Issue #5455, opened 2020-02-26
Proposal: Support for 48px versions of a wider range of components


lukefirth:
### Summary

'Tall' (sometimes also called 'extra large') styling support for some component types is available for _some_ components today, mostly inputs via the 'field size' feature (referenced in a sibling issue: #5448 ). This issue requests extending similar support for other interactive components.

### Justification

A good number of our matured products in Watson IoT that have traditionally not been Carbon, are moving towards full adoption. However, a portion of those larger offerings also have small-screen and touch requirements. 

Many of these requirements look like they can be met near immediately through use of the field size features 'extra-large' option referenced in issue #5448 , where others without this type of feature would also benefit from a larger size option for bigger targets.

### Desired UX and success metrics

The set identified where 48px versions would be immediately beneficial:

- [ ] Accordion
- [x] Buttons (default already available at 48px)
- [x] Content switcher
- [x] Date picker
- [x] Dropdowns (already seems to support xl which is 48px input)
- [ ] Overflow menu items
- [x] Number input
- [x] Searchbar (already seems to support xl which is 48px input)
- [ ] Tabs (default - container is already 48px)
- [x] Text input (already seems to support xl which is 48px input)

![Artboard Copy 2](https://user-images.githubusercontent.com/30671949/75388436-9bcfe880-58aa-11ea-9d9b-c9ad154e9619.png)

Note: We'd also make two minor optional recommendations for these 'larger' versions that:

- The spacing between the label and any input is adjusted from the current 8px to 16px, see below:
![Artboard](https://user-images.githubusercontent.com/30671949/75386334-1eef3f80-58a7-11ea-880e-a9a009b191d3.png)

- The default icon sizes used be set to 20px, rather than 16px
![Artboard Copy](https://user-images.githubusercontent.com/30671949/75386542-7db4b900-58a7-11ea-843f-bf48f4d88e40.png)
_(This also gets us around the thicker rendering of the 16px '+' icon at the default 48px button size)_

Note: As with #5448 , a naming convention would be beneficial for describing these various 'versions' of the inputs. Eg: Data table uses 'tall' for scales above the default, and I would recommend that this convention is used here too (rather than the 'extra-large' used currently in the field size prop). 

I can provide more extensive examples, sketch files with these already mocked up and in use in a library etc if required, as well as an internal repo issue link with more extensive documentation.

### "Must have" functionality

- The ability to set the above list of components to a size based on 48px height.

### Specific timeline issues / requests

[...]

PR #7038, opened 2020-10-13
feat(accordion): add size variants to Accordion

tw15egan:
Related to https://github.com/carbon-design-system/carbon/issues/5455

Adds in `sm` (32px) and `xl` (48px) variants to `Accordion` 

#### Changelog

**New**

- `size` prop added to `Accordion`. Adds in two variants `sm` and `xl`. 

**Changed**

- Updated snapshots

#### Testing / Reviewing

Ensure all size variants look correct

### DIFF
--- a/packages/components/src/components/accordion/_accordion.scss
+++ b/packages/components/src/components/accordion/_accordion.scss
@@ -72,6 +72,16 @@
     }
   }
 
+  // Size styles
+  .#{$prefix}--accordion--xl .#{$prefix}--accordion__heading {
+    min-height: rem(48px);
+  }
+
+  .#{$prefix}--accordion--sm .#{$prefix}--accordion__heading {
+    min-height: rem(32px);
+    padding: rem(5px) 0;
+  }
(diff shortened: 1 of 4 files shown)


emyarod (approved):

jeanservaas (commented):
This looks great and I want to approve. I just have one question, is it possible to call this a "Large" variant vs. an "Extra Large" variant? Since we're starting to add large variants everywhere, we should be consistent. The 64px button variant is only called "Large" and the 48px search I believe might even be default.

Thoughts on this?

aledavila (approved):

tw15egan:
@jeanservaas we'll be able to do that on the next major release, but right now we're just aligning it to all the other form input sizes (`sm` and `xl`). In the next major release, we'll switch to `small` and `large` as the two variants.

johnbister (approved):
Weird Al would be proud.

weirdal

jeanservaas (approved):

What the exercise asks |
Report each line of the listing above that uses the word "default".

Answer for this exercise |
- [x] Buttons (default already available at 48px)
- [ ] Tabs (default - container is already 48px)
- The default icon sizes used be set to 20px, rather than 16px
_(This also gets us around the thicker rendering of the 16px '+' icon at the default 48px button size)_
Note: As with #5448 , a naming convention would be beneficial for describing these various 'versions' of the inputs. Eg: Data table uses 'tall' for scales above the default, and I would recommend that this convention is used here too (rather than the 'extra-large' used currently in the field size prop). 
This looks great and I want to approve. I just have one question, is it possible to call this a "Large" variant vs. an "Extra Large" variant? Since we're starting to add large variants everywhere, we should be consistent. The 64px button variant is only called "Large" and the 48px search I believe might even be default.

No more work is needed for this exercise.